### Assigned task:
Transcribe, exactly as they appear, only the lines from the one holding "Improved performance for" through the end of the entries below.

-------- Material to process

PR #357, opened 2024-12-02
Improved performance with large scrollback

Kotivskyi:
Improved performance for terminal will large scrollback values (over 10000 lines), so memory will not be allocated for buffers that are not used

- Implemented optimisation for BufferLine, so data array will not be allocated until it is needed
- modified resize method to be more efficient if data are not allocated yet

Problem background:
During initialization and window resize Terminal will call resize method for each buffer line during which triggers memory reallocation of BufferLine.data. This operation becomes bottleneck with terminal scrollback > 10000.

Screenshot 2024-12-02 at 17 57 25

Implemented fix takes into account that most of the buffers will contains only blank charactes (until something useful will be printed into it) and can be lazy allocated using known fillCharacter and expectedDataSize. In this case resize method will be as simple as updating expectedDataSize value.

### DIFF
--- a/Sources/SwiftTerm/BufferLine.swift
+++ b/Sources/SwiftTerm/BufferLine.swift
@@ -25,26 +25,26 @@ public class BufferLine: CustomDebugStringConvertible {
     var renderMode: RenderLineMode = .single
     lazy var data: [CharData] = {
         isDataInitialised = true
-        return Array(repeating: fillData, count: dataColumns)
+        return Array(repeating: fillCharacter, count: expectedDataSize)
     }()
     
     var isDataInitialised = false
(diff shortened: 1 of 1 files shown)


Kotivskyi:
Note: Further optimization is possible since most of the lines in CircularList<BufferLine> will be empty ones and we don't really need to allocated those BufferLines before they contain anything useful.

migueldeicaza:
Thank you very much, this is great!

Another option is to only allocate the rows on demand, rather than allocating up-front and having the the scroll back be a limit to how much it grows, rather than a startup allocation size.

But I will merge your change until the day I fix that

----------------

### Finished task:
Improved performance for terminal will large scrollback values (over 10000 lines), so memory will not be allocated for buffers that are not used

- Implemented optimisation for BufferLine, so data array will not be allocated until it is needed
- modified resize method to be more efficient if data are not allocated yet

Problem background:
During initialization and window resize Terminal will call resize method for each buffer line during which triggers memory reallocation of BufferLine.data. This operation becomes bottleneck with terminal scrollback > 10000.

Screenshot 2024-12-02 at 17 57 25

Implemented fix takes into account that most of the buffers will contains only blank charactes (until something useful will be printed into it) and can be lazy allocated using known fillCharacter and expectedDataSize. In this case resize method will be as simple as updating expectedDataSize value.

### DIFF
--- a/Sources/SwiftTerm/BufferLine.swift
+++ b/Sources/SwiftTerm/BufferLine.swift
@@ -25,26 +25,26 @@ public class BufferLine: CustomDebugStringConvertible {
     var renderMode: RenderLineMode = .single
     lazy var data: [CharData] = {
         isDataInitialised = true
-        return Array(repeating: fillData, count: dataColumns)
+        return Array(repeating: fillCharacter, count: expectedDataSize)
     }()
     
     var isDataInitialised = false
(diff shortened: 1 of 1 files shown)


Kotivskyi:
Note: Further optimization is possible since most of the lines in CircularList<BufferLine> will be empty ones and we don't really need to allocated those BufferLines before they contain anything useful.

migueldeicaza:
Thank you very much, this is great!

Another option is to only allocate the rows on demand, rather than allocating up-front and having the the scroll back be a limit to how much it grows, rather than a startup allocation size.

But I will merge your change until the day I fix that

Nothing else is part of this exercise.